For some, the threshold is surprisingly mild – as warm as 4°C.


- What’s actually happening?

Cold weather naturally reduces blood flow to the limbs – it’s the body’s way of conserving heat. The hoof manages this using tiny 'bypass channels' called arteriovenous shunts, which divert blood away from the tissues and straight back toward the core when temperatures drop.


In most horses, these shunts don’t stay open for long. The body periodically sends warm, oxygenated blood back into the hoof to keep the tissues healthy.


But in susceptible horses – typically those with EMS, insulin resistance, a past history of laminitis, or generally sensitive circulation – this re-warming process doesn’t happen as it should. Their blood vessels simply don’t respond efficiently to cold. The shunts stay open for too long, the hoof tissues miss out on oxygen and nutrients, and circulation falls below their personal tolerance level.
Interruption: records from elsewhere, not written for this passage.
PR #1888, opened 2018-12-09
Lp fulcrum

phweyland:
The lowpass module amplifies (contrast) the difference between image & blurred image around the image middle grey but doesn’t give the possibility to chose the middle point of this amplification.
Here is a try intoducing in lowpass module a fulcrum contrast slider (by default at 50, Lab L) letting the user set where he wants to make the amplification happen.


aurelienpierre:
You did not update the OpenCL version of the processing. Do you need help on that part ?

phweyland:
In fact I haven't seen any OpenCL piece of code involved.
The fulcrum part is integrated in the ctable calculation (10000 points), that's all. I've understood, but I may be wrong, that's ctable which is the entry for OpenCL.

aurelienpierre:
You are right, my bad.

src/iop/lowpass.c
```diff
@@ -142,55 +155,74 @@ int groups()
...
+    return 0;
+  }
   return 1;
 }
 
 void init_key_accels(dt_iop_module_so_t *self)
 {
   dt_accel_register_slider_iop(self, FALSE, NC_("accel", "radius"));
   dt_accel_register_slider_iop(self, FALSE, NC_("accel", "contrast"));
+  dt_accel_register_slider_iop(self, FALSE, NC_("accel", "cfulcrum"));
```
TurboGit: The preset name should be "contrast fulcrum" or something more readable.

TurboGit:
I'd like also this to be rebased on master to avoid all the merges in the history. Can you please do on your branch:

```
$ git checkout lp-fulcrum
$ git fetch origin
$ git rebase origin/master
$ git push -f phweyland lp-fulcrum
```

Thanks.

phweyland:
I'm sorry. I've done everything except I'm blocked on:
```
> $ git push -f phweyland lp-fulcrum
> fatal: 'phweyland' does not appear to be a git repository
> fatal: Could not read from remote repositor
```
I've tried to understand the password issue but I'm afraid I've only added a bit of mess.

TurboGit:
Ok,not sure what is happening. I'll clean-up before merging.

src/iop/lowpass.c
```diff
@@ -142,55 +155,74 @@ int groups()
...
 {
-  if(old_version == 1 && new_version == 4)
+  if(old_version == 1 && new_version == 5)
   {
     const dt_iop_lowpass_params1_t *old = old_params;
     dt_iop_lowpass_params_t *new = new_params;
     new->order = old->order;
     new->radius = fabs(old->radius);
     new->contrast = old->contrast;
+    new->cfulcrum = 50.0f;
```
TurboGit: default cfulcrum is 50.

src/iop/lowpass.c
```diff
@@ -533,7 +576,7 @@ void commit_params(struct dt_iop_module_t *self, dt_iop_params_t *p1, dt_dev_pix
 #endif
     for(int k = 0; k < 0x10000; k++)
     {
-      float kx2m1 = 2.0f * (float)k / 0x10000 - 1.0f;
+      float kx2m1 = 2.0f * ((float)k / 0x10000 - d->cfulcrum / 100.0f);
```
TurboGit: But then the algorithm does not keep history as here : 50/100 is not equal to 1.

src/iop/lowpass.c
```diff
@@ -519,7 +562,7 @@ void commit_params(struct dt_iop_module_t *self, dt_iop_params_t *p1, dt_dev_pix
   if(fabs(d->contrast) <= 1.0f)
   {
     // linear curve for contrast up to +/- 1
-    for(int k = 0; k < 0x10000; k++) d->ctable[k] = d->contrast * (100.0f * k / 0x10000 - 50.0f) + 50.0f;
+    for(int k = 0; k < 0x10000; k++) d->ctable[k] = d->contrast * (100.0f * k / 0x10000 - d->cfulcrum) + 50.0f;
```
TurboGit: This is ok, but below...

aurelienpierre: It should be ```d->ctable[k] = d->contrast * (100.0f * k / 0x10000 - d->cfulcrum) + d->cfulcrum;```

src/iop/lowpass.c
edgardoh: Also
float kx2m1 = 2.0f * (float)k / 0x10000 - 1.0f;
is not the same as
float kx2m1 = 2.0f * ((float)k / 0x10000 - 1.0f);

src/iop/lowpass.c
TurboGit: Right I missed that!

src/iop/lowpass.c
phweyland: > 
> 
> But then the algorithm does not keep history as here : 50/100 is not equal to 1.

You're right, but multiplied by 2 it does.

phweyland: > float kx2m1 = 2.0f * (float)k / 0x10000 - 1.0f;
> is not the same as
> float kx2m1 = 2.0f * ((float)k / 0x10000 - 1.0f);

You're right too, but
float kx2m1 = 2.0f * ((float)k / 0x10000 - 0.50f);
does.

src/iop/lowpass.c
phweyland: > default cfulcrum is 50.

Yes. Can you explicit a bit more what you mean ?

src/iop/lowpass.c
aurelienpierre: but then your function output is not properly bounded in [0; 1] : https://www.wolframalpha.com/input/?i=1.5+*+(x+-+0.25)+%2B+0.50,+x+%3D+%5B0,+1%5D

src/iop/lowpass.c
edgardoh: You're right, my bad!

src/iop/lowpass.c
aurelienpierre: > Makes the correction proportional to fulcrum, which is not what we look for.

it does not, the fulcrum is an offset. It's proportionnal to the contrast.

phweyland: ...
https://www.wolframalpha.com/input/?i=1.+*+(x+-+0.5)+%2B+0.50,+x+%3D+%5B0,+1%5D

phweyland:
It seems I've wiped a conversation, sorry ...

src/iop/lowpass.c
aurelienpierre: imagine fulcrum = 0.25, the current function as you wrote it is not only adding contrast but also luminance, because it is shifted linearly by 0.25.

phweyland:
> 
it does not, the fulcrum is an offset. It's proportionnal to the contrast. 

No. In the initial formula, the first 50 is the pivot of the amplification ( * contrast).
The second one gives the difference with the grey. It's the pivot of blending mechanism. Below grey the value is substracted from image, above it is added.
The first one is replaced by the fulcrum because we want to change the pivot of the amplification.
The second remains constant, because the blending mechanism still works the same.


----- Mail original -----
De: "Aurélien PIERRE" <notifications@github.com>
À: "darktable-org/darktable" <darktable@noreply.github.com>
Cc: "Philippe" <philippe.weyland@libertysurf.fr>, "Author" <author@noreply.github.com>
Envoyé: Dimanche 9 Décembre 2018 18:42:20
Objet: Re: [darktable-org/darktable] Lp fulcrum (#1888)



@aurelienpierre commented on this pull request. 


In src/iop/lowpass.c : > @@ -519,7 +562,7 @@ void commit_params(struct dt_iop_module_t *self, dt_iop_params_t *p1, dt_dev_pix

   if(fabs(d->contrast) <= 1.0f)

   {

     // linear curve for contrast up to +/- 1

-    for(int k = 0; k < 0x10000; k++) d->ctable[k] = d->contrast * (100.0f * k / 0x10000 - 50.0f) + 50.0f;

+    for(int k = 0; k < 0x10000; k++) d->ctable[k] = d->contrast * (100.0f * k / 0x10000 - d->cfulcrum) + 50.0f; 



Makes the correction proportional to fulcrum, which is not what we look for. 

it does not, the fulcrum is an offset. It's proportionnal to the contrast.

phweyland:
> imagine fulcrum = 0.25, the current function as you wrote it is not only adding contrast but also luminance, because it is shifted linearly by 0.25.

With it initial formula, we get a deviation from grey proportionnal to Contrast and (Luminance - Grey).
With the new one, we get a deviation from grey proportionnal to Contrast and (Luminance - Fulcrum).



----- Mail original -----
De: "Aurélien PIERRE" <notifications@github.com>
À: "darktable-org/darktable" <darktable@noreply.github.com>
Cc: "Philippe" <philippe.weyland@libertysurf.fr>, "Author" <author@noreply.github.com>
Envoyé: Dimanche 9 Décembre 2018 18:53:06
Objet: Re: [darktable-org/darktable] Lp fulcrum (#1888)



@aurelienpierre commented on this pull request. 


In src/iop/lowpass.c : > @@ -519,7 +562,7 @@ void commit_params(struct dt_iop_module_t *self, dt_iop_params_t *p1, dt_dev_pix

   if(fabs(d->contrast) <= 1.0f)

   {

     // linear curve for contrast up to +/- 1

-    for(int k = 0; k < 0x10000; k++) d->ctable[k] = d->contrast * (100.0f * k / 0x10000 - 50.0f) + 50.0f;

+    for(int k = 0; k < 0x10000; k++) d->ctable[k] = d->contrast * (100.0f * k / 0x10000 - d->cfulcrum) + 50.0f; 

imagine fulcrum = 0.25, the current function as you wrote it is not only adding contrast but also luminance, because it is shifted linearly by 0.25.

aurelienpierre:
But the blendings are no concern of yours at this stage of the process. All you do here is increasing/reverting contrast with a transfer function, that happens to add also lightness in your modification. The blending is external of this IOP.

phweyland:
> The blending is external of this IOP.

You are right. As the current lowpass module works, at least for local contrast effect, a pure grey image (constrast = 0) doesn't affect the original image (overlay blending).
The more the grey image goes away from grey (contrast <> 0 and more the luminosity is far from grey), the more the effect is important.
In the current module, this difference is calculated by reference to grey (50).
The fulcrum gives the ability to change the reference to calculate the difference. With fulcrum = 25 for example, all points for which the luminosity is closed to 25 won't be affected. This gives a pivot point in the low light. On the opposite, fulcrum = 75 will not affect the high lights around 75. But in both case the contrast will boost the local difference, either in low or in high lights.
A demo would be easier ... :-)

aurelienpierre:
I'm currently testing your code. If I sample an area (using the color-picker) before the lowpass, and set its average luminance as the fulcrum, using contrast = 1 and lightness = 0, the output average luminance over this area becomes 50 % (as I planned). It should not do that (otherwise, it's not a grey fulcrum), the average luminance should not change when == fulcrum.

The proper behaviour is obtained with:

```
diff --git a/src/iop/lowpass.c b/src/iop/lowpass.c
index 2feadcf89..cc6ff9cc1 100644
--- a/src/iop/lowpass.c
+++ b/src/iop/lowpass.c
@@ -562,7 +562,7 @@ void commit_params(struct dt_iop_module_t *self, dt_iop_params_t *p1, dt_dev_pix
   if(fabs(d->contrast) <= 1.0f)
   {
     // linear curve for contrast up to +/- 1
-    for(int k = 0; k < 0x10000; k++) d->ctable[k] = d->contrast * (100.0f * k / 0x10000 - d->cfulcrum) + 50.0f;
+    for(int k = 0; k < 0x10000; k++) d->ctable[k] = d->contrast * (100.0f * k / 0x10000 - d->cfulcrum) + d->cfulcrum;
   }
   else
   {
@@ -577,7 +577,7 @@ void commit_params(struct dt_iop_module_t *self, dt_iop_params_t *p1, dt_dev_pix
     for(int k = 0; k < 0x10000; k++)
     {
       float kx2m1 = 2.0f * ((float)k / 0x10000 - d->cfulcrum / 100.0f);
-      d->ctable[k] = 50.0f * (contrastscale * kx2m1 / sqrtf(1.0f + contrastm1sq * kx2m1 * kx2m1) + 1.0f);
+      d->ctable[k] = d->cfulcrum * (contrastscale * kx2m1 / sqrtf(1.0f + contrastm1sq * kx2m1 * kx2m1) + 1.0f);
     }
   }
 ```

To deal with the blending thresholds, one should use the lightness correction.

aurelienpierre:
> If constrast = 0 (brightness and saturation = 0), the image should be full grey, right ?
> If you change the fulcrum, there is no reason to affect the image, right ?
> If, in the formula you add fulcrum instead of 50, changing fulcrum will change the image.

A fulcrum means you roll the contrast around that value, without affecting that value. So, for contrast = 0, the image should be == fulcrum everywhere.

phweyland:
> A fulcrum means you roll the contrast around that value, without affecting that value. So, for contrast = 0, the image should be == fulcrum everywhere.

No, I don't agree.  I think you don't get my point.
The "no change" is a full grey image (all points=50).
The driver of the change is the contrast. If contrast is null there is no change, whatever the fulcrum (the fulcrum is only the pivot of that contrast !). Then the image is still full grey. And that that the way I imagined it shoudl work with overlay blending (I haven't tested other modes but I don't see why this wouldn't work the same way).

> The proper behaviour is obtained with:

I don't agree, neither. I've seen the behaviour of this in my tests and that was not what I expected. Nevertheless I'm curious to see the usage we could do of it, you have probably another idea.

edgardoh:
I just tested it with overlay and softlight, it doesn't seem to have much difference than playing with the brightness. I didn't a full test, but by setting brightness = -1 I get almost the same as with fulcrum 75.
Maybe I'm missing something?

aurelienpierre:
No, that does not work. Your are not supposed to change the lightness at all with contrast = 0, no matter the fulcrum. That means, the output lightness is the fulcrum lightness anytime, not an arbitrary 50 % designed to help with a particular blending. As of now, the fulcrum was hard-set at 50%, fine, but if you want to make is dynamic, you hade to stay consistent.

From a Fourier spectrum point of view, "no change" means conservation of energy, and no contrast means you have a single frequency = 0 Hz which intensity is the average input energy. Output means output of the IOP with no blending. Null contrast means no luminance variation in the picture  (no frequency > 0 Hz), that does not trigger any assumption on the average output value in general (the intensity of the 0 Hz frequency).

Again, you are pushing the assumption that the module will always be used blended in overlay mode, where 50 % is the threshold value, so grey = 50 % means indeed the blended output is unchanged (identity). But if you blend in multiply mode, 50 % means 50 %, not darken/lighten threshold, and in this case, your contrast setting is changing the lightness too, and it's bad.

You need to forget the blending here. What this IOP does is a blur, on which several corrections are applied. What happens after the IOP is accessory. For every pixel == fulcrum, output = input for every contrast value. That's what a fulcrum is. That's not what your algo does. What you call fulcrum is a normalization shift that works only if lowpass is blended in overlay.

phweyland:
> For each pixel == fulcrum, output = input for all contrast value. That's what a fulcrum is. That's not what your algo does. What you call fulcrum is a normalization shift

I can agree on this.  

> As of now, the fulcrum was hard-set at 50%,

I'm afraid the lowpass module doesn't work as you describe neither. The hard-set 50% value cannot be a fulcrum because for contrast = 0 the current output is a flat grey image, then the sentence `For each pixel == fulcrum, output = input for all contrast value.` is not verified.

So what about changing the name ? normalization shift ? contrast slider pivot ?

aurelienpierre:
> I'm afraid the lowpass module doesn't work as you describe neither. The hard-set 50% value cannot be a fulcrum because for contrast = 0 the current output is a flat grey image, then the sentence `For each pixel == fulcrum, output = input for all contrast value.` is not verified.

yes it is. For each (input pixel == fulcrum), output pixel = fulcrum. If contrast == 0, **all** output pixels = fulcrum. If contrast != 0, **only** (input pixel == fulcrum) give output pixel = fulcrum. Thus for all (input pixel == fulcrum), input pixel = output pixel == fulcrum.

> So what about changing the name ? normalization shift ? contrast slider pivot ?

Just use the shadows/highlights module, because that shift is exactly what its "compress" slider does, and it blurs the same way with gaussian and bilateral, with separated controls of luminance and saturation for shadows and highlights, and performs a built-in overlay blending.

phweyland:
> For each (input pixel == fulcrum), output pixel = fulcrum. If contrast == 0, **all** output pixels = fulcrum. If contrast != 0, **only** (input pixel == fulcrum) give output pixel = fulcrum. Thus for all (input pixel == fulcrum), input pixel = output pixel == fulcrum.

My bad, that's right.

> use the shadows/highlights module

I'll do it tonight.

phweyland:
Still a doubt. I haven't been able to find the way to use the pure "fulcrum" slider (like with your formula).
Do you have any idea in mind on that way (from usage point of view) ?

phweyland:
> I just tested it with overlay and softlight, it doesn't seem to have much difference than playing with the brightness. I didn't a full test, but by setting brightness = -1 I get almost the same as with fulcrum 75

Not sure to understand what your trying to do.
One point which is sure, the fulcrum slider influences only the behaviour of the contrast slider. It has no effect on brightness and saturation sliders.

aurelienpierre:
> One point which is sure, the fulcrum slider influences only the behaviour of the contrast slider. It has no effect on brightness and saturation sliders.

No, your version of the fulcrum is affecting the lightness as well, that's the point I'm trying to make since yesterday. Whatever value used as a fulcrum gets remapped to 50 % lightness. Just check the maths.

> But this module provides an image of contrast, which by definition is grey for contrast = 0, whatever the intensity.

This module provides a low-pass filter. A such filter retains the energy of the signal, otherwise it's not a frequential filter anymore. I don't know if you have a background in harmonic analysis, but I find it easier to understand from a spectral point of view. Contrast means non-constant image. Constant image does not implies middle grey image (that's only a particular case).

> Therefore “contrast fulcrum” seems to be the correct name as a fulcrum is nothing else than a pivot point, here the intensity pivot point, around which rounds the contrast (delta intensity) but not the intensity itself.

I'm sorry, but I cannot agree with you. You don't only roll around the pivot here, you slide the pivot to 50 % lightness too.

> Still a doubt. I haven't been able to find the way to use the pure "fulcrum" slider (like with your formula).
> Do you have any idea in mind on that way (from usage point of view) ?

When fulcrum = 50 %, with my formula, it changes nothing, compared to the current implementation. When fulcrum < 50 % and you are using an overlay blending (so 50 % L means threshold), you need to increase the lightness to remap the fulcrum value to 50 % (exactly what your formula does without advertising it). The other way around, when fulcrun > 50 %, you need to decrease the lightness.

Again, what you do is ok in a setup where the lowpass is only blended in overlay mode, to perform a dodge and burn. The problem is your contrast fulcrum affects the lightness as well, which is supposed to be controlled separately. My pure fulcrum slider makes them completely independant (as they should), but in the other hand, needs another lightness adjustement. That's why I don't like the lowpass filter to perform dodging and burning : it is a low-level technical filter that has much nicer and more specialized interfaces in shadows/highlights or even in equalizer and local-contrast. I know Shane Milton has a love affair with this module, but I suspect it's only because he doesn't understand what equalizer does (wavelets are not trivial, but they are nothing more than stacked low-pass filters with increasing scales).

If I were you, I would just add the pure contrast fulcrum in lowpass, then add a sigmoidal contrast correction in shadows/highlights with the fulcrum defined by the compression parameter. That way, you have a consistent (yet trickier to set) low-pass for technical users, and a more powerfull shadows/highlights module to do at once what you are doing with 2 instances of low-pass.

phweyland:
> equalizer [] (wavelets are not trivial, but they are nothing more than stacked low-pass filters with increasing scales)

Yes, it works nicely in the way you can choose one or different sizes of patterns to contrast or to smooth. I've also the impression that the constrast is smoothed/amplified around the local luminosity (on the opposite of lowpass and local-constrast which have a fulcrum at 50%). But one cannot chose the lumosity where the effect applies. 
In fact it would be nice to modulate also the local contrast on different luminosity levels (kind of stacked fulcrums ...).

> Just use the shadows/highlights module, because that shift is exactly what its "compress" slider does

I don't understand this. With compress = 100%, ouput = input. With 0%, shadows and highlights effects just overlap/cross over. It seems to limit the luminosity extent of each slided. I don't see the relationship with fulcrum ...

> Or even better, use the exposure module to increase the lightness linearly, with parametric blending in multiply mode to isolate shadows/highlights, and a blurred/feathered mask to reproduce your low-pass.

Sounds interesting but I haven't succeed in getting a pleasant local contrast effect. Would you have any example available ?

When that happens, the feet become painful very quickly. Movement slows or stops altogether until the horse warms up again and blood flow returns to normal.


- Support strategies (Dr Kellon’s recommendations)
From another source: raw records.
PR #167, opened 2019-02-04
Add Prettier ✨

barrymcgee:
## Done

Added Prettier to the codebase for consistency to ensure we continue to eat our own dogfood 🐶

## QA

- Pull branch
- Run `jekyll serve`
- View the site at: http://127.0.0.1:4000/practices/
- Run through all pages and verify they display as expected


package.json
```diff
@@ -0,0 +1,12 @@
+{
+  "devDependencies": {
+    "husky": "^1.3.1",
+    "prettier": "1.16.4",
+    "pretty-quick": "^1.10.0"
+  },
+  "husky": {
+    "hooks": {
+      "pre-commit": "pretty-quick --staged"
```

These focus on supporting circulation:

  • Jiaogulan → stimulates nitric oxide, a potent vasodilator *We're currently not able to supply the J-herb – our three suppliers are no longer able to source it, but shop around – it’ll be out there somewhere.
  • Arginine, citrulline & folate → support endogenous nitric oxide production
  • Rugging → reduces the need for shunting blood away from the limbs
  • Leg wraps → lined shipping boots work especially well
  • Wool socks inside hoof boots → keep coronary bands & heels warm


With warmth and circulation support, the pain usually resolves quickly and completely.


Bringing it all together – a safer winter for sensitive horses

Winter laminitis is not a myth – it’s a physiological reality, driven by:

  • drought-stressed grasses
  • sudden rainfall
  • cold, clear days with bright sun
  • low-growth pastures rich in stored NSC
  • weed foraging
  • microbial disruption
  • and, in some horses, circulatory dysfunction once temperatures drop


Understanding these mechanisms means you can plan ahead, rather than react later.


A huge thank-you to Dr Eleanor Kellon, VMD, whose decades of work on metabolic horses have transformed how we recognise winter hoof syndromes and protect the most vulnerable.